▶ _PROVIDED ENTRIES_
PR #218, opened 2018-07-24
chore: add note about http(s) proxies

giacope:
Maybe it's not the best way to phrase it, but the idea is that only 1 proxy should be specified, either the HTTP or the HTTPS one. Open to suggestions 🙂

### DIFF
--- a/charts/cloudserver/values.yaml
+++ b/charts/cloudserver/values.yaml
@@ -34,7 +34,7 @@ mongodb:
 # When Orbit is enabled, there will be an additional fully stateless replica
 # added which serves as the "manager" for reporting metrics. For example,
 # with a "replicaCount: 2" and Orbit management enabled, there would be a
-# total of 3 pods deployed (2 worker replicas + 1 manager). 
+# total of 3 pods deployed (2 worker replicas + 1 manager).
 replicaCount: 2
 
 image:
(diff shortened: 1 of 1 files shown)


charts/cloudserver/values.yaml
```diff
@@ -49,6 +49,7 @@ proxy:
   # Additionally you can pass a CA certifcate that will be added to the trusted
   # certs. If the proxy URL is configured and caCert is true, helm
   # will look for a file named 'ca.crt' at the root path of this chart.
+  # Note: To avoid unexpected behavior, only specify an HTTP or an HTTPS proxy.
```
jonathan-gramain: `only specify one of "http" or "https" proxy options`?

giacope: Updated!

charts/cloudserver/values.yaml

▶ _DIRECTIONS_
Repeat only what lies between the first line of the data and the line containing "# added which", both of those lines included, exactly as it stands.

▶ _PROBLEM SOLUTION_
PR #218, opened 2018-07-24
chore: add note about http(s) proxies

giacope:
Maybe it's not the best way to phrase it, but the idea is that only 1 proxy should be specified, either the HTTP or the HTTPS one. Open to suggestions 🙂

### DIFF
--- a/charts/cloudserver/values.yaml
+++ b/charts/cloudserver/values.yaml
@@ -34,7 +34,7 @@ mongodb:
 # When Orbit is enabled, there will be an additional fully stateless replica
 # added which serves as the "manager" for reporting metrics. For example,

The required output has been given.